I'm sure you can provide LOTS of links to unrealistic claims.
Fact is that most commonly, the fuel consumption loss ATTRIBUTED to ethyl alcohol is 10%, and that this is for mixes of UP TO 10%, which is the limit for non-flex-fuel vehicles. The simple matter of fact is that for a 10% loss in fuel economy, that ethyl alcohol would have to be TOTALLY INERT.

As a simple matter of FACT, ethyl alcohol stores 90% as much energy as straight gasoline, so for a 10% dilution, PHYSICS says that you experience a 1% (*ONE* percent) loss.

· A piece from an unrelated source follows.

PR #11945, opened 2019-02-20
fix(tests): delay going back in path-prefix E2E test

wKovacs64:
## Description

This is an attempt at fixing the `e2e_tests_path-prefix` CI job which often fails but will succeed upon simply running the test again. I believe the test is trying to call `cy.go('back')` before everything has settled, so the assertion following that instruction times out waiting for something that is never going to arrive (just an educated guess, though). This change waits for an expected element to exist in the DOM prior to calling `cy.go('back')` to give poor Cypress time to catch its breath.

As I stated very clearly, those who associate a 10% blend with ethyl alcohol to result in a 10% loss in fuel economy are actually measuring the fuel economy of WINTER GAS.

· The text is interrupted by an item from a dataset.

Issue #11137, opened 2019-01-18
gatsby-plugin-netlify-cms errors when components dependent on gatsby modules are imported in cms.js


vai0:
## Summary
I am attempting to register a preview template in `cms.js` with the component I'm also using in Gatsby. However, gatsby-plugin-netlify-cms throws the error below when Gatsby is built. I've narrowed it down to the reason being that gatsby-plugin-netlify-cms' webpack instance cannot process the Link component from the "gatsby" module.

You can't change 5 variables and associate the different output exclusively to ONE of those variables. If you want to measure the result of changing one variable, all others MUST REMAIN STATIC.

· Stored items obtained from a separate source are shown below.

PR #11954, opened 2019-02-21
fix(themes): reverse order of themes checked when shadowing

### LINKED ISSUE #11951: [themes] Component shadowing doesn't resolve properly if multiple themes shadow the same component
## Description

In a theme scenario where there are multiple ancestors, component shadowing appears to only respect the first component (or it stops looking after a certain point).

Example (site uses theme3, theme3 uses theme2, theme2 uses theme1):
```
=> theme1/src/components/foo.js
=> theme2/src/theme1/components/foo.js (actually shows up)
=> theme3/src/theme1/components/foo.js (should show up)
=> site (where develop is run from)
```

### Steps to reproduce

See this repo: https://github.com/jlengstorf/theme-shadowing-bug

### Environment

```
  System:
    OS: macOS 10.14.3
    CPU: (8) x64 Intel(R) Core(TM) i7-7820HQ CPU @ 2.90GHz
    Shell: 3.2.57 - /bin/bash
  Binaries:
    npm: 6.4.1 - ~/.nvm/versions/node/v10.14.2/bin/npm
  Languages:
  Browsers:
    Chrome: 72.0.3626.109
    Firefox: 63.0
    Safari: 12.0.3
```

ChristopherBiscardi:
## Description

Component shadowing with a total number of potential shadowings >= 2 (excluding the theme with the component and the site itself, which are absolutely positioned in the order relative to other potential shadow paths) exhibit a bug due to the ordering in which potential theme paths are checked. The order should be reversed. This PR copies the themes array (not strictly necessary, but we shouldn't depend on the assumption that we can safely mutate) then reverses it.

## Related Issues

Fixes #11951

### DIFF
--- a/packages/gatsby/src/internal-plugins/webpack-theme-component-shadowing/index.js
+++ b/packages/gatsby/src/internal-plugins/webpack-theme-component-shadowing/index.js
@@ -66,9 +66,11 @@ module.exports = class GatsbyThemeComponentShadowingResolverPlugin {
         path.join(path.resolve(`.`), `src`, theme),
       ]
         .concat(
-          themes.map(aTheme =>
-            path.join(path.dirname(require.resolve(aTheme)), `src`, theme)
-          )
+          Array.from(themes)
+            .reverse()
+            .map(aTheme =>
+              path.join(path.dirname(require.resolve(aTheme)), `src`, theme)
+            )
         )
         .map(dir => path.join(dir, component))
         .find(possibleComponentPath => {


wardpeet:
I'm unsure if we're already at that state but would be cool if we had some unit tests or integration tests for these functionalities.

DSchau:
Looks good to me!

@wardpeet it's on @ChristopherBiscardi's radar! Should be coming soon!

DSchau:
```
Successfully published:
 - gatsby@2.1.14
```

ChristopherBiscardi:
@wardpeet yep, tests are on my radar. some e2e ones should show up soon to start

PR #11965, opened 2019-02-21
fix(gatsby-plugin-offline): Redesign plugin architecture [draft]

### LINKED ISSUE #11006: [gatsby-plugin-offline] ServiceWorker registration causes a quick blank page on website loading/refresh

davidbailey00:
- Use the IDB to store resource files required for each page's path
- Serve the offline shell if all resources are available; otherwise fetch the page from the network
- Check the correct app-XXX.js file is cached - otherwise use network
- **Serve root HTML for previously-visited pages dynamically, even if the original HTML file has never been downloaded**

Fixes #11006


wardpeet:
@davidbailey00 any updates on this?

davidbailey00:
Hey @wardpeet, after discussing the ideas of this PR with a few people (@DSchau and @Moocar) we've come to the conclusion that it would be better to split this PR up into smaller ones, and that the idea of caching HTML content without downloading the HTML page might not be possible to do reliably (at least at the moment) due to the challenges of getting innerHTML content before any scripts run or any browser extension content is inserted etc. So for now this PR is in "permanent draft" mode.

I've opened up #13502 which includes the navigation handler logic changes without the experimental CSS and HTML capture / insertion into app shell.

davidbailey00:
Closed in favour of #13502

PR #11971, opened 2019-02-21
chore(babel-preset-gatsby): Adds the missing peer dependency on @babel/core

arcanis:
## Description

The Babel plugins have a peer dependency on `@babel/core`, and since `babel-preset-gatsby` doesn't provide it it needs to list it as a peer dependency itself.

### DIFF
--- a/packages/babel-preset-gatsby/package.json
+++ b/packages/babel-preset-gatsby/package.json
@@ -10,6 +10,9 @@
     "@babel/preset-react": "^7.0.0",
     "babel-plugin-macros": "^2.4.2"
   },
+  "peerDependencies": {
+    "@babel/core": "*"
+  },
   "license": "MIT",
   "main": "index.js",
   "scripts": {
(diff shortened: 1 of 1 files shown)


packages/babel-preset-gatsby/package.json
```diff
@@ -10,6 +10,9 @@
     "@babel/preset-react": "^7.0.0",
     "babel-plugin-macros": "^2.4.2"
   },
+  "peerDependencies": {
+    "@babel/core": "*"
```
DSchau: Should we be relatively safer here and pin to `^7.0.0`?

arcanis: Sure! Will update the PR - since the plugins are scoped to `^7.0.0` it should be fine 👍

arcanis:
The fail looks unrelated

DSchau:
@arcanis it is. Looking at it now.

sidharthachatterjee:
Published in babel-preset-gatsby@0.1.8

1 variable requires 1 equation to solve.
2 variables requires 2 equations to solve.
...
n variables requires n equations to solve.

You cannot solve 5 variables with only 1 equation!!!!


----------



## dfd9 (Aug 18, 2010)

jasonv;1527850 said:


> I'm sure you can provide LOTS of links to unrealistic claims.
> Fact is that most commonly, the fuel consumption loss ATTRIBUTED to ethyl alcohol is 10%, and that this is for mixes of UP TO 10%, which is the limit for non-flex-fuel vehicles. The simple matter of fact is that for a 10% loss in fuel economy, that ethyl alcohol would have to be TOTALLY INERT.
> 
> As a simple matter of FACT, ethyl alcohol stores 90% as much energy as straight gasoline, so for a 10% dilution, PHYSICS says that you experience a 1% (*ONE* percent) loss.
> ...


You ever dream of owning a Tatra?

Or a 'Mog?

Ever crossed Siberia?

Lived in New York?


----------



## basher (Nov 13, 2004)

One way to counteract the effects of ethanol in small engines is Sparkle or a similar additive. We had HORRIBLE issues with filters in gas drive welders from ethanol and the use of an additive has helped control it.


----------



## 2COR517 (Oct 23, 2008)

I add Seafoam and the blue Marine Sta-bil for the small engines. Maybe a little ATF if the mood strikes.....


----------



## jasonv (Nov 2, 2012)

dfd9;1527856 said:


> You ever dream of owning a Tatra?
> 
> Or a 'Mog?
> 
> ...


?????


----------



## blueline38 (Dec 22, 2007)

This is from the link I provided which is from the U.S. Department of Energy. The very same people shoving this **** down our tanks. Even they attribute a loss of 3-4%mpg to the use of ethanol! :

"E10 (also called “gasohol”) is a blend of 10% ethanol and 90% gasoline sold in many parts of the country. All auto manufacturers approve the use of blends of 10% ethanol or less in their gasoline vehicles. However, vehicles will typically go 3–4% fewer miles per gallon on E10 than on straight gasoline."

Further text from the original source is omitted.